Early voting suggested the Obama youth movement would carry the state. Houston Chronicle reporter R.G. Ratcliffe had looked at the early voters in the Democratic primary and found that 50 percent had not voted in the party’s past three primary elections.

The record 28 percent turnout at the polls pointed to an Obama win.

And many of the state’s 8,000 voting precinct caucuses, by tradition tedious affairs and attended by ten to twenty local party regulars, were overwhelmed by Obama supporters–almost all of whom had never before attended a local caucus. Crowds swelled to three and four hundred at many urban precincts. At one Dallas church, a crowd of 2,000 tried to get into a hall that could accommodate 300.

With 38 percent of the caucuses (which convene after the polls close) reporting Wednesday morning, Obama held a 56-44 margin.
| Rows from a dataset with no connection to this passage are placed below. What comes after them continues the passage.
Issue #9027, opened 2021-08-27
dreadrise search errors don't say anything in the chat


vorpal-buildbot:
Reported on Discord by Wizzerinus#5217

Wizzerinus:
fixed in #9062

PR #9062, opened 2021-09-03
fixed #9060 and #9027, now with better code quality

### LINKED ISSUE #9060: drc should use asynchronous fetching, only display 4 when >10 results instead of 10, and shows wrong "and 17779 more"
Reported on Discord by Wizzerinus#5217

Wizzerinus:
mypy hates this because apparently if
```
x is of type Union[Tuple[A,B], Tuple[C, None]]
B is never falsy
and you do if (x[1])
then it thinks x[0] is of type Union[A, C] and not A
also it thinks Tuple[int, []] is not of type Tuple[int, List[str]]
```
but some parts of this code are bad and i don't know what would be the optimal way to fix them. if you know lmk
also while i'm at this i think it's worth making scryfall search asynchronous so making a request while scryfall is under load doesnt hang the entire bot


discordbot/commands/drc.py
```diff
@@ -82,29 +96,32 @@ async def matchups(ctx: MtgContext, *, args: str) -> None:
         domain=link_domain, length=output['length'], wr=output['winrate'], url=output['compress'])
     await ctx.send(ans)
 
-def search_dreadrise(query: str) -> Tuple[int, List[str]]:
+async def search_dreadrise(query: str) -> Union[Tuple[str, None], Tuple[int, List[str]]]:
     """Returns a tuple. First member is an integer indicating how many cards match the query total,
        second member is a list of card names up to the maximum that could be fetched in a timely fashion."""
```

The caucuses award one-third of the 193 delegates available in the primary, so Obama still might win the delegate race by a slim margin after losing at the popular vote.
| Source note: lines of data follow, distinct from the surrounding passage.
PR #9191, opened 2021-09-28
Allow 'penny' as well as 'pd' for format in search

### LINKED ISSUE #9187: `-f:penny` does not behave as expected

bakert:
Fixes #9187.

### DIFF
--- a/find/search.py
+++ b/find/search.py
@@ -267,7 +267,7 @@ def set_where(name: str) -> str:
     return '(c.id IN (SELECT card_id FROM printing WHERE set_id IN (SELECT id FROM `set` WHERE name = {name} OR code = {name})))'.format(name=sqlescape(name))
 
 def format_where(term: str) -> str:
-    if term == 'pd' or term == 'Penny Dreadful':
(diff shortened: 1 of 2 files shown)


find/search.py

But Clinton’s team got Hispanic voters to the polls in sufficient numbers to provide her a 51-to-48 popular vote margin. Mauro had insisted that Clinton would carry the state if she could keep her Hispanic vote percentage above 60 percent. Exit polls had Clinton winning two-thirds of the Hispanic vote, which made up 30 percent of the Democratic primary vote. Blacks, who were 20 percent of the primary turnout, went seven-to-one for Obama. Not enough to counter Hispanic turnout for Clinton.

The Hispanic vote, which Bush and Karl Rove peeled away from the Democratic party, has returned home to the Democrats. But the huge, enthusiastic crowds spending hours at caucuses in high-growth metropolitan areas of Austin, Dallas and Houston represent the future of the Democratic Party in Texas. And that was largely a creation of Barack Obama.